All of this means that each issue like this that comes up is a major headache to fix. For example, in the issue above, the PROP
patch was incorrectly getting applied to arginine, isoleucine, and lysine, but also all kinds of miscellaneous things in the CHARMM force field files like hypusine, (4R)-4-methyl-L-proline, and (2S)-2-amino-5-[(N-methylcarbamimidoyl)amino]pentanoic acid (what?). In this case, one has to track down all of the residues where this patch gets applied, figure out which ones are some kind of modified proline to which it should still apply, and remove it from the ones that shouldn't have it.
I see a few ways to deal with this more generally, each of which has issues:
- Fix each problem when someone encounters it in a system that uses some novel combination of patches and reports a bug to us. This requires a lot of work for each problem found, and future CHARMM releases could break the set of fixes that has accumulated. (This is effectively what we are doing as is, and as we want to keep supporting CHARMM into the future, the technical debt will keep building.)

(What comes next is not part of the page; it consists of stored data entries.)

PR #1294, opened 2025-04-16
Update CSR to yield() and update tests

steve-the-edwards:
As I was testing `DRAIN_EXCLUSIVE_ACTIONS` and ensuring that our tests would mirror the way that runtime is usually run (that is, with `Dispatchers.Main.immediate` - which is an unconfined dispatcher), I realized that we should always be testing with `UnconfinedTestDispatcher` in the runtime in order to accurately represent that behavior vis-a-vis these optimizations.

That testing change caused me to recognize that if we do not `yield()` before processing extra actions then depending on where the coroutines for processing the updated signals are dispatched, they may not be able to actually process them and send their actions to the sink. (like multiple Workers listening to the same signal).

So here we add `yield()` before processing extra actions. 

There was also a bug where we did not output if we were short-circuiting after an action processed as part of CSR. I fixed this bug and updated the test to ensure it was tested.

I also updated `RenderWorkflowInTest` and `WorkflowLifecycleTests` tests to use the `UnconfinedTestDispatcher`. There was a confusing `@Ignore`d test there that I updated the kdoc on to show why it was ignored.

UPDATE: I made the dispatcher one of the parameters for the test and use both `UnconfinedTestDispatcher` and `StandardTestDispatcher`.

More discussion of this and alternatives: https://square.slack.com/archives/C07UHTZKAPJ/p1744896778454249

### DIFF
--- a/workflow-runtime/src/commonMain/kotlin/com/squareup/workflow1/RenderWorkflow.kt
+++ b/workflow-runtime/src/commonMain/kotlin/com/squareup/workflow1/RenderWorkflow.kt
@@ -12,6 +12,7 @@ import kotlinx.coroutines.flow.MutableStateFlow
 import kotlinx.coroutines.flow.StateFlow
 import kotlinx.coroutines.isActive
 import kotlinx.coroutines.launch
+import kotlinx.coroutines.yield
 
 /**
  * Launches the [workflow] in a new coroutine in [scope] and returns a [StateFlow] of its
@@ -170,7 +171,7 @@ public fun <PropsT, OutputT, RenderingT> renderWorkflowIn(
   }
 
   scope.launch {
-    while (isActive) {
+    outer@ while (isActive) {
       // It might look weird to start by processing an action before getting the rendering below,
       // but remember the first render pass already occurred above, before this coroutine was even
       // launched.
@@ -178,7 +179,7 @@ public fun <PropsT, OutputT, RenderingT> renderWorkflowIn(
 
       if (shouldShortCircuitForUnchangedState(actionResult)) {
         sendOutput(actionResult, onOutput)
-        continue
+        continue@outer
       }
 
       // After resuming from runner.processAction() our coroutine could now be cancelled, check so
@@ -189,15 +190,22 @@ public fun <PropsT, OutputT, RenderingT> renderWorkflowIn(
       var nextRenderAndSnapshot: RenderingAndSnapshot<RenderingT> = runner.nextRendering()
 
       if (runtimeConfig.contains(CONFLATE_STALE_RENDERINGS)) {
-        while (isActive && actionResult is ActionApplied<*> && actionResult.output == null) {
+        conflate@ while (isActive && actionResult is ActionApplied<*> && actionResult.output == null) {
+          // We start by yielding, because if we are on an Unconfined dispatcher, we want to give
+          // other signals (like Workers listening to the same result) a chance to get dispatched
+          // and queue their actions.
+          yield()
           // We may have more actions we can process, this rendering could be stale.
           actionResult = runner.processAction(waitForAnAction = false)
 
           // If no actions processed, then no new rendering needed. Pass on to UI.
-          if (actionResult == ActionsExhausted) break
+          if (actionResult == ActionsExhausted) break@conflate
 
           // Skip rendering if we had unchanged state, keep draining actions.
-          if (shouldShortCircuitForUnchangedState(actionResult)) continue
+          if (shouldShortCircuitForUnchangedState(actionResult)) {
+            sendOutput(actionResult, onOutput)
+            continue@outer
+          }
 
           // Make sure the runtime has not been cancelled from runner.processAction()
           if (!isActive) return@launch
--- a/workflow-runtime/src/commonTest/kotlin/com/squareup/workflow1/RenderWorkflowInTest.kt
+++ b/workflow-runtime/src/commonTest/kotlin/com/squareup/workflow1/RenderWorkflowInTest.kt
@@ -20,11 +20,12 @@ import kotlinx.coroutines.launch
 import kotlinx.coroutines.suspendCancellableCoroutine
 import kotlinx.coroutines.sync.Mutex
 import kotlinx.coroutines.test.StandardTestDispatcher
+import kotlinx.coroutines.test.TestDispatcher
 import kotlinx.coroutines.test.TestScope
 import kotlinx.coroutines.test.UnconfinedTestDispatcher
 import kotlinx.coroutines.test.advanceUntilIdle
-import kotlinx.coroutines.test.runCurrent
 import kotlinx.coroutines.test.runTest
+import kotlinx.coroutines.yield
 import okio.ByteString
 import kotlin.test.Test
 import kotlin.test.assertEquals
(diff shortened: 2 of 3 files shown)


workflow-runtime/src/commonMain/kotlin/com/squareup/workflow1/RenderWorkflow.kt
```diff
@@ -190,14 +191,22 @@ public fun <PropsT, OutputT, RenderingT> renderWorkflowIn(
...
 
           // If no actions processed, then no new rendering needed. Pass on to UI.
           if (actionResult == ActionsExhausted) break
 
           // Skip rendering if we had unchanged state, keep draining actions.
-          if (shouldShortCircuitForUnchangedState(actionResult)) continue
+          if (shouldShortCircuitForUnchangedState(actionResult)) {
+            // Emit the Output
+            sendOutput(actionResult, onOutput)
+            continue
```
steve-the-edwards, line 208: This needs to continue at the outer loop.

steve-the-edwards: Done.

workflow-runtime/src/commonMain/kotlin/com/squareup/workflow1/RenderWorkflow.kt
```diff
@@ -170,15 +171,15 @@ public fun <PropsT, OutputT, RenderingT> renderWorkflowIn(
   }
 
   scope.launch {
-    while (isActive) {
+    outer@ while (isActive) {
```
zach-klippenstein, line 174: If this code is getting complex enough that we're starting to need labels, it's probably a sign that it should be factored down a bit.

workflow-runtime/src/commonMain/kotlin/com/squareup/workflow1/RenderWorkflow.kt
```diff
@@ -189,15 +190,23 @@ public fun <PropsT, OutputT, RenderingT> renderWorkflowIn(
...
           actionResult = runner.processAction(waitForAnAction = false)
 
           // If no actions processed, then no new rendering needed. Pass on to UI.
-          if (actionResult == ActionsExhausted) break
+          if (actionResult == ActionsExhausted) break@conflate
 
           // Skip rendering if we had unchanged state, keep draining actions.
-          if (shouldShortCircuitForUnchangedState(actionResult)) continue
+          if (shouldShortCircuitForUnchangedState(actionResult)) {
+            // Emit the Output
```
zach-klippenstein, line 206: Nit: This comment is pretty redundant, "emit" is just another word for "send" and that's literally the function name.

zach-klippenstein, line 206: Nit: This comment is pretty redundant, "emit" is just another word for "send" and that's literally the function name.

zach-klippenstein, line 206: Nit: This comment is pretty redundant, "emit" is just another word for "send" and that's literally the function name.

workflow-runtime/src/commonTest/kotlin/com/squareup/workflow1/RenderWorkflowInTest.kt
```diff
@@ -1543,20 +1557,24 @@ class RenderWorkflowInTest {
...
-        ) {}
-
-        launch {
-          trigger.emit("changed state")
+        ) {
+          // Yield in output so that we ensure that we let the collector of the renderings
+          // collect each of them before processing the next action.
+          yield()
         }
-        val collectionJob = launch(UnconfinedTestDispatcher(testScheduler)) {
```
zach-klippenstein, line 1551: Yay for consistency within the test!

zach-klippenstein (commented):
So this is great in that it now actually runs the tests the way we run the code in Register. However, it removes test coverage for normal dispatchers. Are we officially dropping support for non-immediate dispatchers? I thought we had some headless ones in Register, so we probably can't do that. It looks like we already have some kind of parameterized testing infra, can we use that to test on both types of dispatchers?

workflow-runtime/src/commonMain/kotlin/com/squareup/workflow1/RenderWorkflow.kt
steve-the-edwards: I thought the labels were so nice and clean :D. but yes, perhaps refactoring some functions might be better?

steve-the-edwards:
> So this is great in that it now actually runs the tests the way we run the code in Register. However, it removes test coverage for normal dispatchers. Are we officially dropping support for non-immediate dispatchers? I thought we had some headless ones in Register, so we probably can't do that. It looks like we already have some kind of parameterized testing infra, can we use that to test on both types of dispatchers?

The parameterized testing is my own hand-rolled one here due to `RuntimeConfig` 😅 . 
We could extend it for dispatchers yes.

However, i don't think it would be that simple as the test shape will have to change slightly for a `StandardTestDispatcher` (in the least it would include `runCurrent()` etc.).

I think your point that "We should test with non-immediate dispatchers" is a good one.
I disagree that this 'takes away' that testing as the way it was currently was by no means robust or comprehensive. I think I would take your suggestion and make it into a separate PR that would add the same behavior testing for `RenderWorkflow` with non-immediate dispatchers (likely just as a separate suite of tests).

workflow-runtime/src/commonMain/kotlin/com/squareup/workflow1/RenderWorkflow.kt
steve-the-edwards: Was this some kind of inception? 
 .... Was this some kind of inception? 
    ..... Was this some kind of inception?

workflow-runtime/src/commonMain/kotlin/com/squareup/workflow1/RenderWorkflow.kt
steve-the-edwards: i don't want to do this right now as it should be done very carefully watching for its own behavior impacts because the methods we refactor out will need to handle the different cases of killing the scope vs. restarting outer loop vs continuing inner loop.

workflow-runtime/src/commonMain/kotlin/com/squareup/workflow1/RenderWorkflow.kt
zach-klippenstein: Wtf is going on lol 🫥

workflow-runtime/src/commonTest/kotlin/com/squareup/workflow1/RenderWorkflowInTest.kt
```diff
@@ -61,12 +62,21 @@ class RenderWorkflowInTest {
     testTracer
   )
 
-  private val runtimeOptions: Sequence<Pair<RuntimeConfig, WorkflowTracer?>> = cartesianProduct(
-    runtimes.asSequence(),
-    tracerOptions.asSequence()
+  private val myStandardTestDispatcher = StandardTestDispatcher()
+  private val dispatcherOptions = setOf<TestDispatcher>(
+    UnconfinedTestDispatcher(),
+    myStandardTestDispatcher
```
zach-klippenstein, line 68: Sweet!

zach-klippenstein (approved):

- Go through every residue and patch and manually define the appropriate sets of patches that apply to each residue based on comments in the CHARMM topology files. This is tedious and error-prone, since oftentimes residues and patches might not be well documented. CHARMM includes sets of hundreds of obscure molecules mixed in with the relatively few residues and patches that the vast majority of users actually need, and updates could add more residues and patches that have to be cross-checked against all of the existing ones. CHARMM also has the habit of adding standalone residues for things like certain dipeptides that could be built from a series of other residues and patches, which makes everything more annoying.
- Reinstate the old ParmEd behavior with checks for integer total charge and single versions of each patch (this may cut down on the number of bad residue-patch combinations somewhat), then apply manual fixes to add patches back as needed. Compared to item 1, this is similar, but just replaces one set of accumulated hacks with another. There's no guarantee that the old ParmEd behavior will generate less bad residue-patch combinations either.
- Try to improve the automated conversion to prevent patches from being applied to residues when the result could be ambiguous residue-patch combinations. It's not obvious how to do this; one would have to generate all residue-patch combinations and do some kind of graph comparison to find ambiguous ones. This could also be expensive due to the combinatorial explosion of patches in some cases. Then, if you find them, it's not clear what patches to disallow.
I don't know what the best approach is going forward, and additional suggestions are welcome. I wanted to make an issue mainly to document the reasons that the CHARMM update has been painful, illustrate that these problems may keep coming up, and see if we can brainstorm any ideas for making things work better down the road.